Not sure exactly what you want. Gas management is part of the bookwork, classwork, and each of the four dives. The overriding principle is:
Plan and manage gas use, including determining turn pressure, ascent pressure and reserve pressure. Establish no stop and dive time limits.​
The Deep manual goes into gas consumption. calculating planned usage, etc. The fundamental constraint is maintaining a reserve pressure.
That's great. Regarding the "reserve pressure", do they reference the reserve pressure for both diver and buddy or just diver? Just wondering how close it is to GUE? GUE, all of the gas management is based on the possibility of an emergency and getting you and your buddy to the surface, with deco and/or safety stop. Reserve pressure is for both divers.

I was a PADI AI but we are talking 1982. Been awhile since I looked at a PADI manual.

And, this is not a GUE vs PADI and not intended to bash PADI, just wondering and I can give this kid some pointers as he takes his PADI deep diver class.
 
I would be surprised if the relevant information necessary to make a deep dive to 130 ft within the nodeco limits is not included in the training materials. If someone is worried that the instructor will not emphasize that info, it should be easy to work with the deep diver student on the simple math to ensure comprehension.

If it were someone I cared about, I would be more focused on the actual diving, since that is far more consequential with respect to safety.
 
Hi @tursiops

For my AOW in 2004, I took Wreck, Navigation, Deep, PPB, and DPV. Where in the curriculum is the background to discuss gas management located? I have no manuals left from this time.
The manual for AOW, in the section on Deep, discusses gas management. Is is there in the manual copyright 2000, and is more extensive in the current manual.
 
An excerpt from the Deep section of the AOW e-learning:
As you know, the deeper you dive, the faster you use your gas. This calls for conservative gas planning on deep dives. Plan your turn pressure with adequate return, ascent, safety stop and reserve gas. [emphasis mine]

The emphasized terms are obviously constituents of Rock Bottom, and it seems reasonable that "reserve" would be those same things reserved for the buddy. They do go into surface consumption and extension to different depths, with the caution that "excitement, activity and cold all increase your breathing rate". Presumably, the instructor would elaborate on reasonable inflation factors.

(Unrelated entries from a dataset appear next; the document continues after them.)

PR #2047, opened 2025-07-23
Feat: Payload Store Repository

mrkaye97:
# Description

Initial setup of an external payload store, which allows the engine to offload payloads to an external store after a provided amount of time. The external store just needs to implement to the interface provided, so it could be e.g. S3, or also something like Dynamo, a separate PG DB, etc.

Only setting up payload writes for the `v1_task` table for now, but soon we'll want to do `v1_task_event`, `v1_dag`, etc.

## Type of change


cmd/hatchet-migrate/migrate/migrations/20250722162812_v1_0_30.sql
```diff
@@ -0,0 +1,24 @@
+-- +goose Up
+-- +goose StatementBegin
+CREATE TYPE v1_payload_type AS ENUM ('WORKFLOW_INPUT', 'TASK_OUTPUT');
+
+CREATE TABLE v1_payload (
+    tenant_id UUID NOT NULL,
+    task_id BIGINT NOT NULL,
+    task_inserted_at TIMESTAMPTZ NOT NULL,
```
mrkaye97: unsure if this is a good idea or not - I was trying to think of cases where we'd want to tie payloads to non-task things but was struggling to think of any

pkg/repository/v1/repository.go
```diff
@@ -19,47 +19,45 @@ type Repository interface {
...
+		tasks:        newTaskRepository(shared, taskRetentionPeriod, maxInternalRetryCount),
+		scheduler:    newSchedulerRepository(shared),
+		matches:      newMatchRepository(shared),
+		olap:         newOLAPRepository(shared, olapRetentionPeriod, true),
+		logs:         newLogLineRepository(shared),
+		workers:      newWorkerRepository(shared),
+		workflows:    newWorkflowRepository(shared),
+		ticker:       newTickerRepository(shared),
+		filters:      newFilterRepository(shared),
+		payloadStore: shared.payloadStore,
```
mrkaye97, line 72: I was pretty unhappy with this. The reason for it is we need to be able to access the payload store inside of the match repo, the tasks repo, the olap repo, etc., but we also need it on the dispatcher. Would love better ideas here, since I think this also will break the ability to override but I'm not sure about that

pkg/repository/v1/payloadstore.go
```diff
@@ -0,0 +1,144 @@
...
+
+type StorePayloadOpts struct {
+	TaskId         int64
+	TaskInsertedAt pgtype.Timestamptz
+	Type           sqlcv1.V1PayloadType
+	Payload        []byte
+}
+
+func (p *payloadStoreRepositoryImpl) Store(ctx context.Context, tenantId string, payloads []StorePayloadOpts) error {
+	tx, commit, rollback, err := sqlchelpers.PrepareTx(ctx, p.pool, p.l, 5000)
```
mrkaye97: basic idea here is we can change this to have any backend (e.g. S3 with a cache, etc.) so that we can plug whatever we need in. For S3, we might use e.g. `taskId/taskInsertedAt/type.json` as the key or something like that

pkg/repository/v1/payloadstore.go
```diff
@@ -0,0 +1,450 @@
...
+
+	if err != nil {
+		return false, err
+	}
+
+	if err := commit(ctx); err != nil {
+		return false, err
+	}
+
+	return true, nil
```
abelanger5: We're always returning `true` here which seems incorrect: this is signaling the operation to continue looping so this is effectively creating an infinite loop

pkg/repository/v1/payloadstore.go
```diff
@@ -0,0 +1,450 @@
...
+	for opts, payload := range payloads {
+		externalStoreOpts = append(externalStoreOpts, StorePayloadOpts{
+			Id:         opts.Id,
+			InsertedAt: opts.InsertedAt,
+			Type:       opts.Type,
+			Payload:    payload,
+		})
+	}
+
+	err = p.offloadToExternal(ctx, tx, tenantId, externalStoreOpts...)
```
abelanger5: We don't want external writes in the middle of a transaction - this risks the transaction living for a very long time which will cause a number of issues. 

I think a better strategy is to use two transactions with a lease. First transaction acquires the lease, then we flush, second transaction releases the lease and deletes the rows. Depending on the number of external writers we'd like to support we could either use a single row on a separate lease table, or lease each row individually.

pkg/repository/v1/payloadstore.go
```diff
@@ -0,0 +1,450 @@
...
+}
+
+type ExternalStore interface {
+	Store(ctx context.Context, tenantId string, payloads ...StorePayloadOpts) (map[RetrievePayloadOpts]ExternalPayloadLocationKey, error)
+	BulkRetrieve(ctx context.Context, tenantId string, keys ...ExternalPayloadLocationKey) (map[ExternalPayloadLocationKey][]byte, error)
+}
+
+type PayloadStoreOption func(*payloadStoreRepositoryImpl)
+
+func WithExternalStore(store ExternalStore, externalStoreLocationName string, nativeStoreTTL time.Duration) PayloadStoreOption {
```
abelanger5: Instead of `WithExternalStore` here, we could add `OverwriteExternalStore` as a method to the `PayloadStoreRepository`, which allows us to overwrite the external store after we've initialized the repository which is what we want.

abelanger5 (commented):
Added some comments

sql/schema/v1-core.sql
```diff
@@ -1628,3 +1628,38 @@ CREATE TABLE v1_durable_sleep (
...
+    offload_at TIMESTAMPTZ NOT NULL,
+    payload_id BIGINT NOT NULL,
+    payload_inserted_at TIMESTAMPTZ NOT NULL,
+    payload_type v1_payload_type NOT NULL,
+    operation v1_payload_wal_operation NOT NULL,
+
+    offload_process_lease_id UUID,
+    offload_process_lease_expires_at TIMESTAMPTZ,
+
+    PRIMARY KEY (offload_at, payload_id, payload_inserted_at, payload_type, tenant_id),
```
abelanger5: Shouldn't tenant_id be second in the index? Otherwise it won't be used when querying the payload WAL

pkg/repository/v1/sqlcv1/payload-store.sql
```diff
@@ -0,0 +1,138 @@
...
+
+-- name: PollPayloadWALForRecordsToOffload :many
+WITH to_update AS (
+    SELECT *
+    FROM v1_payload_wal
+    WHERE
+        tenant_id = @tenantId::UUID
+        AND offload_at < NOW()
+        AND offload_process_lease_id IS NULL OR offload_process_lease_expires_at < NOW()
+    ORDER BY offload_at, payload_id, payload_inserted_at, payload_type
```
abelanger5: Shouldn't we order by all pkeys? (especially if changing the order)

abelanger5 (changes requested):

internal/queueutils/pool.go
```diff
@@ -51,6 +52,22 @@ func (p *OperationPool) SetTenants(tenants []*dbsqlc.Tenant) {
...
+	}
+
+	p.ops.Range(func(key, value interface{}) bool {
+		if _, ok := partitionMap[key.(string)]; !ok {
+			p.ops.Delete(key)
+		}
+
+		return true
+	})
+}
```
mrkaye97: not sure what the right way to do this is, so added this for now as a hack

internal/services/controllers/v1/task/process_payload_wal.go
```diff
@@ -0,0 +1,31 @@
...
+}
+
+func (tc *TasksControllerImpl) processPayloadWAL(ctx context.Context, partitionNumberString string) (bool, error) {
+	parsedPartitionNumber, err := strconv.Atoi(partitionNumberString)
+
+	if err != nil {
+		return false, err
+	}
+
+	return tc.repov1.Payloads().ProcessPayloadWAL(ctx, int32(parsedPartitionNumber))
```
mrkaye97: same here - wasn't sure how to pass the partitions through properly so did this as a hack, can change it to whatever makes more sense

internal/services/dispatcher/dispatcher_v1.go
```diff
@@ -258,14 +288,40 @@ func (d *DispatcherImpl) handleTaskBulkAssignedTask(ctx context.Context, msg *ms
 
 				currInput.Parents = readableIdToData
 
-				task.Input = currInput.Bytes()
+				// Didn't need this before, which I think is an indication of a bug somewhere
+				if currInput.Triggers == nil {
+					currInput.Triggers = make(map[string]map[string]interface{})
+				}
```
mrkaye97: need to circle back to this (mostly a note to self)

pkg/repository/v1/payloadstore.go
```diff
@@ -0,0 +1,482 @@
...
+	"github.com/jackc/pgx/v5/pgtype"
+	"github.com/jackc/pgx/v5/pgxpool"
+	"github.com/rs/zerolog"
+)
+
+type StorePayloadOpts struct {
+	Id         int64
+	InsertedAt pgtype.Timestamptz
+	Type       sqlcv1.V1PayloadType
+	Payload    []byte
```
mrkaye97, line 20: I was thinking of making this `PayloadContent` instead of a byte array, but it makes it harder to implement this interface (since most of `PayloadContent` is sort of internal to this file), so I wasn't sure about that. but it's too easy to write a random byte array to the db right now IMO

pkg/repository/v1/payloadstore.go
```diff
@@ -0,0 +1,482 @@
...
+		Types:       payloadTypes,
+		Payloads:    payloadData,
+	})
+
+	if err != nil {
+		return fmt.Errorf("failed to write payloads: %w", err)
+	}
+
+	// only need to write to the WAL if we have an external store configured
+	if p.externalStoreEnabled {
```
mrkaye97, line 127: I'm a bit nervous about this short circuiting - feels like it'll make this harder to maintain in the future, but I also didn't want to have a ton of WAL overhead if it's just a no-op

pkg/repository/v1/payloadstore.go
```diff
@@ -0,0 +1,482 @@
...
+
+	return p.externalStore.Store(ctx, payloads...)
+}
+
+func (p *payloadStoreRepositoryImpl) ProcessPayloadWAL(ctx context.Context, partitionNumber int32) (bool, error) {
+	// no need to process the WAL if external store is not enabled
+	if !p.externalStoreEnabled {
+		return false, nil
+	}
+
```
mrkaye97, line 252: more short circuiting here, same concerns

pkg/repository/v1/payloadstore.go
```diff
@@ -0,0 +1,482 @@
...
+			Location:            PayloadLocationExternal,
+			ExternalLocationKey: &key,
+		}
+
+		marshalledContent, err := payloadContent.Marshal()
+		if err != nil {
+			return false, fmt.Errorf("failed to marshal payload content: %w", err)
+		}
+
+		values = append(values, marshalledContent)
```
mrkaye97: this is a footgun - since we can write any byte array to the db, it's totally valid Go to just pass the payload itself instead of creating a new `PayloadContent` and then marshalling it

cmd/hatchet-migrate/migrate/migrations/20250827162812_v1_0_41.sql
```diff
@@ -0,0 +1,157 @@
...
+    SELECT to_char(targetDate, 'YYYYMMDD') INTO targetDateStr;
+    SELECT to_char(targetDate + INTERVAL '1 day', 'YYYYMMDD') INTO targetDatePlusOneDayStr;
+    SELECT lower(format('%s_%s', targetTableName, targetDateStr)) INTO newTableName;
+    -- exit if the table exists
+    IF EXISTS (SELECT 1 FROM pg_tables WHERE tablename = newTableName) THEN
+        RETURN 0;
+    END IF;
+
+    EXECUTE
+        format('CREATE TABLE %s (LIKE %s INCLUDING INDEXES INCLUDING CONSTRAINTS)', newTableName, targetTableName);
```
mrkaye97: the only change here is adding `INCLUDING CONSTRAINTS`

pkg/repository/v1/sqlcv1/payload-store.sql
```diff
@@ -0,0 +1,153 @@
...
+    inline_content
+)
+
+SELECT
+    i.tenant_id,
+    i.id,
+    i.inserted_at,
+    i.type,
+    i.location,
+    CASE WHEN i.external_location_key = '' OR i.location = 'EXTERNAL' THEN NULL ELSE i.external_location_key END,
```
mrkaye97, line 55: any thoughts on this? I kinda prefer it to needing the overwrite, since the key will never be empty

cmd/hatchet-migrate/migrate/migrations/20250827162812_v1_0_41.sql
```diff
@@ -0,0 +1,157 @@
...
+CREATE TABLE v1_payload_wal (
+    tenant_id UUID NOT NULL,
+    offload_at TIMESTAMPTZ NOT NULL,
+    payload_id BIGINT NOT NULL,
+    payload_inserted_at TIMESTAMPTZ NOT NULL,
+    payload_type v1_payload_type NOT NULL,
+    operation v1_payload_wal_operation NOT NULL,
+
+    offload_process_lease_id UUID,
+    offload_process_lease_expires_at TIMESTAMPTZ,
```
abelanger5: Do we need a lease on each row? would a lease which represents each partition of the WAL not be sufficient?

cmd/hatchet-migrate/migrate/migrations/20250827162812_v1_0_41.sql
```diff
@@ -0,0 +1,157 @@
...
+
+    PRIMARY KEY (offload_at, tenant_id, payload_id, payload_inserted_at, payload_type),
+    CONSTRAINT "v1_payload_wal_payload" FOREIGN KEY (payload_id, payload_inserted_at, payload_type, tenant_id) REFERENCES v1_payload (id, inserted_at, type, tenant_id) ON DELETE CASCADE
+) PARTITION BY HASH (tenant_id);
+
+SELECT create_v1_hash_partitions('v1_payload_wal'::TEXT, 4);
+
+CREATE INDEX idx_payload_wal_lease_expiry ON v1_payload_wal (tenant_id, offload_process_lease_id) WHERE offload_process_lease_id IS NOT NULL;
+CREATE INDEX idx_payload_wal_lease_acquisition ON v1_payload_wal (tenant_id, offload_process_lease_id) WHERE offload_process_lease_id IS NULL;
```
abelanger5: Aren't these complements of each other? why don't we just have one partition (assuming we want to keep the row-level leasing)

internal/queueutils/pool.go
abelanger5: what is the point of this?

abelanger5: isn't this just going to delete all operations which aren't using partitioning? this is usually a shared operation pool for each controller IIRC

internal/services/dispatcher/dispatcher_v1.go
```diff
@@ -226,12 +226,42 @@ func (d *DispatcherImpl) handleTaskBulkAssignedTask(ctx context.Context, msg *ms
 			continue
 		}
 
+		retrivePayloadOpts := make([]v1.RetrievePayloadOpts, len(bulkDatas))
```
abelanger5:
```suggestion
		retrievePayloadOpts := make([]v1.RetrievePayloadOpts, len(bulkDatas))
```

internal/services/dispatcher/dispatcher_v1.go
```diff
@@ -226,12 +226,42 @@ func (d *DispatcherImpl) handleTaskBulkAssignedTask(ctx context.Context, msg *ms
...
+				InsertedAt: task.InsertedAt,
+				Type:       sqlcv1.V1PayloadTypeTASKINPUT,
+				TenantId:   task.TenantID,
+			}]
+
+			if input == nil || !ok {
+				// If the input wasn't found in the payload store,
+				// fall back to the input stored on the task itself.
+				input = task.Input
+			}
```
abelanger5, line 261: doesn't the payload store repository use this fallback?

internal/services/dispatcher/dispatcher_v1.go
```diff
@@ -226,12 +226,42 @@ func (d *DispatcherImpl) handleTaskBulkAssignedTask(ctx context.Context, msg *ms
...
+				InsertedAt: task.InsertedAt,
+				Type:       sqlcv1.V1PayloadTypeTASKINPUT,
+				TenantId:   task.TenantID,
+			}
+		}
+
+		inputs, err := d.repov1.Payloads().BulkRetrieve(ctx, retrivePayloadOpts...)
+
+		if err != nil {
+			d.l.Error().Err(err).Msgf("could not bulk retrieve inputs for %d tasks", len(bulkDatas))
```
abelanger5, line 243: If we can't retrieve inputs, probably need to requeue

cmd/hatchet-migrate/migrate/migrations/20250827162812_v1_0_41.sql
mrkaye97: yeah this (same as the comment below) was a bit of a relic of before partitioning. I don't think we can just lease the whole WAL partition though, because what if there are way more rows in it than we want to process at once? maybe I'm misunderstanding something here, but my thought was we still need a row-level lease assuming we don't just select everything out of the partition every time

internal/queueutils/pool.go
mrkaye97: well so for our other jobs, we have this same thing but with tenants (`SetTenants`), and I wasn't sure how to spawn N jobs, one per partition, where we _aren't_ doing it by tenant, so I added this as a hack. Not sure what the correct way to do this is, though, or if we even need it at all. But yeah basically was just looking for a way to pass the partition id into `runProcessPayloadWAL`

internal/services/dispatcher/dispatcher_v1.go
mrkaye97: thanks

cmd/hatchet-migrate/migrate/migrations/20250827162812_v1_0_41.sql
abelanger5: Correct me if I'm wrong, but we only want one reader/writer of the WAL partition at a time, which can be represented with an advisory lock or a row lock on a different table like `wal_partition_leases`, instead of a row-level lease.

internal/queueutils/pool.go
abelanger5: instead of using the operation pool, perhaps just create an operation per partition?

cmd/hatchet-migrate/migrate/migrations/20250827162812_v1_0_41.sql
mrkaye97: maybe I'm getting confused at the use of "partition" - I'm thinking of a partition as a partition of the WAL in the db, where we could read from each partitioned table separately and not have lock contention if we had N processes processing the WAL concurrently (one per PG partition). It sounds like maybe you're referring to a different partition?

internal/services/dispatcher/dispatcher_v1.go
mrkaye97: not sure I follow the question here - do you mean this is redundant?

cmd/hatchet-migrate/migrate/migrations/20250827162812_v1_0_41.sql
abelanger5: No, I agree with that - we're trying to have only N processes leasing each partition at a time, one per partition. So instead of having a row-level lease, we could have a lease which represents each partition. Like `lease_0` can represent a lease for reading/writing partition 0, `lease_1` can represent reading/writing partition 1, etc. That way we don't need to lease every row individually

internal/services/dispatcher/dispatcher_v1.go
abelanger5: yes, isn't calling `BulkRetrieve` on the payload store safe to do without needing to fall back each time?

abelanger5: since it also checks the `v1_task` table directly?

cmd/hatchet-migrate/migrate/migrations/20250827162812_v1_0_41.sql
mrkaye97: Ahh, okay, I think I see what you mean, I'll make some edits here and report back

mrkaye97: alright pushed a change there - removed the lease related columns and added an advisory lock based on the partition id, which I think is what you're after?

internal/services/dispatcher/dispatcher_v1.go
mrkaye97: I don't think so? this is for handling the case where e.g. a DAG started before the upgrade and then the second task runs afterwards, in which case I think there might be no data in the payloads table yet. let me know if you're thinking of something different here!

internal/msgqueue/v1/postgres/msgqueue.go
```diff
@@ -252,7 +252,7 @@ func (p *PostgresMessageQueue) Subscribe(queue msgqueue.Queue, preAck msgqueue.A
 		return eg.Wait()
 	}
 
-	op := queueutils.NewOperationPool(p.l, 60*time.Second, "postgresmq", queueutils.OpMethod(func(ctx context.Context, id string) (bool, error) {
+	op := queueutils.NewOperationPool(p.l, 60*time.Second, "postgresmq", queueutils.OpMethod[string](func(ctx context.Context, id string) (bool, error) {
```
abelanger5, line 255: I'm surprised the `[string]` is necessary? Should be inferred from the method

abelanger5 (approved):

internal/msgqueue/v1/postgres/msgqueue.go
mrkaye97: I thought that too, not sure if it's a rough edge or something 🤷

For Imperial divers, they discuss a pressure-based consumption rather than a volume-based consumption, and caveat that you must determine consumption independently for different types of cylinders. For Metric divers, they have you multiply pressure usage by the cylinder volume, so the calculations will inherently be volume-based and therefore apply across varying cylinder sizes.
 
do they reference the reserve pressure for both diver and buddy or just diver?
Not specifically in the material; it is up to the instructor.
just wondering and I can give this kid some pointers as he takes his PADI deep diver class.
This might not be a good idea; it might be best to wait until the class is over, so as not to confuse or induce doubt in the student's mind about the instructor's competence.
 
so I have access to the deep diver eLearning they say a good air management plan is using thirds to be conservative. its up to the instructor on what gas plan to use.
 
so I have access to the deep diver eLearning they say a good air management plan is using thirds to be conservative. its up to the instructor on what gas plan to use.
And in the classroom my instructor likely mentioned the rule of thirds as a "good" option, and we may have even gone through a calculation, and then we proceeded to do the dives without applying any of the rules we learned in the classroom portion. I recall the dives themselves more clearly than I can recall the classroom portion, and what made an impression on me was that after all the discussion about the various tools we could employ to mitigate the risks, we didn't really apply any of it to the actual dives. We ended the dives on approaching NDL. It really does appear to be up to the instructor how the dives are conducted.